----- Input data -----

PR #524, opened 2023-10-23
UI updates

max-andrew:
- Remove the extra arrow on Safari
- Display Total Claimed on OP reward page
- Change buttons to connect wallet button on the FE when not connected
- Allow users to send transactions more quickly by enabling the `send` button immediately after they set the values for a new route


packages/frontend/src/pages/Send/Send.tsx
```diff
@@ -603,6 +605,17 @@ const Send: FC = () => {
     }
   }, [tx])
 
+  const [currentPathSending, setCurrentPathSending] = useState(sending)
```
shanefontaine: @max-andrew Is it possible to also handle the case where the path is the same but the user inputs a new value? As it stands, I believe a user would still only be able to send two transfers on the same route "slowly".

This was the original goal when I brought it up but I did not communicate that clearly in the spec.

packages/frontend/src/pages/Send/Send.tsx
```diff
@@ -603,6 +605,17 @@ const Send: FC = () => {
...
+
+  useEffect(() => {
+    const currentPath = `${fromNetwork?.slug}-${toNetwork?.slug}-${sourceToken?.symbol}`
```
shanefontaine: nitpick: possibly turn this into a `getCurrentPath()` util (1) so that it can handle the case where any of those values are `undefined`, and (2) to DRY up the code and avoid possible human error since this is used in `useSendTransaction.ts` as well.

WRT (1), I'm not sure how common that would be, if at all, but the case I am imagining is when a value is `undefined` for some reason, then even if the network is switched it will still have the same path string. For example, if `fromNetwork` is undefined, then one path would be `undefined-Optimism-ETH`, and if the user switched the source chain only, it would still be `undefined-Optimism-ETH`.

packages/frontend/src/pages/Send/useSendTransaction.ts
```diff
@@ -158,6 +159,8 @@ export function useSendTransaction (props: any) {
         })
       }
 
+      setLastPathSent(`${fromNetwork.slug}-${toNetwork.slug}-${sourceToken.symbol}`)
```
shanefontaine: nitpick: see comment above about util

shanefontaine (changes requested):
@max-andrew looks good! Left some nitpick comments and a little bit of scope creep.

Two high level things:
* Would it be possible to apply the send page updates to the Convert page as well, since they perform identical functionality? Specifically, the faster routes and the "connect wallet" button.
* Is it possible to simplify the transfer speed logic to just a `setCurrentTxSending(false)` (or some better name) in the `useEffect` where `setFromTokenAmount('')` is unset? One unknown in my head is when `tx` would be undefined in the `if (tx)` conditional 🤔  . This is more apparent with the context of faster transactions comment below when the user only changes the value instead (as opposed to just the route).

max-andrew:
On it thanks!

PR #532, opened 2023-11-13
Simplify chain additions for frontend/sdk

miguelmota:
This PR moves some hardcoded configs from sdk and frontend to the core package to centralize new chain configuration into one place. It should cut down significantly the amount of time it takes to add a new chain to frontend/sdk.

-----

Brief:
After reading through the records, retype all of them exactly.

Result for this exercise:
PR #524, opened 2023-10-23
UI updates

max-andrew:
- Remove the extra arrow on Safari
- Display Total Claimed on OP reward page
- Change buttons to connect wallet button on the FE when not connected
- Allow users to send transactions more quickly by enabling the `send` button immediately after they set the values for a new route


packages/frontend/src/pages/Send/Send.tsx
```diff
@@ -603,6 +605,17 @@ const Send: FC = () => {
     }
   }, [tx])
 
+  const [currentPathSending, setCurrentPathSending] = useState(sending)
```
shanefontaine: @max-andrew Is it possible to also handle the case where the path is the same but the user inputs a new value? As it stands, I believe a user would still only be able to send two transfers on the same route "slowly".

This was the original goal when I brought it up but I did not communicate that clearly in the spec.

packages/frontend/src/pages/Send/Send.tsx
```diff
@@ -603,6 +605,17 @@ const Send: FC = () => {
...
+
+  useEffect(() => {
+    const currentPath = `${fromNetwork?.slug}-${toNetwork?.slug}-${sourceToken?.symbol}`
```
shanefontaine: nitpick: possibly turn this into a `getCurrentPath()` util (1) so that it can handle the case where any of those values are `undefined`, and (2) to DRY up the code and avoid possible human error since this is used in `useSendTransaction.ts` as well.

WRT (1), I'm not sure how common that would be, if at all, but the case I am imagining is when a value is `undefined` for some reason, then even if the network is switched it will still have the same path string. For example, if `fromNetwork` is undefined, then one path would be `undefined-Optimism-ETH`, and if the user switched the source chain only, it would still be `undefined-Optimism-ETH`.

packages/frontend/src/pages/Send/useSendTransaction.ts
```diff
@@ -158,6 +159,8 @@ export function useSendTransaction (props: any) {
         })
       }
 
+      setLastPathSent(`${fromNetwork.slug}-${toNetwork.slug}-${sourceToken.symbol}`)
```
shanefontaine: nitpick: see comment above about util

shanefontaine (changes requested):
@max-andrew looks good! Left some nitpick comments and a little bit of scope creep.

Two high level things:
* Would it be possible to apply the send page updates to the Convert page as well, since they perform identical functionality? Specifically, the faster routes and the "connect wallet" button.
* Is it possible to simplify the transfer speed logic to just a `setCurrentTxSending(false)` (or some better name) in the `useEffect` where `setFromTokenAmount('')` is unset? One unknown in my head is when `tx` would be undefined in the `if (tx)` conditional 🤔  . This is more apparent with the context of faster transactions comment below when the user only changes the value instead (as opposed to just the route).

max-andrew:
On it thanks!

PR #532, opened 2023-11-13
Simplify chain additions for frontend/sdk

miguelmota:
This PR moves some hardcoded configs from sdk and frontend to the core package to centralize new chain configuration into one place. It should cut down significantly the amount of time it takes to add a new chain to frontend/sdk.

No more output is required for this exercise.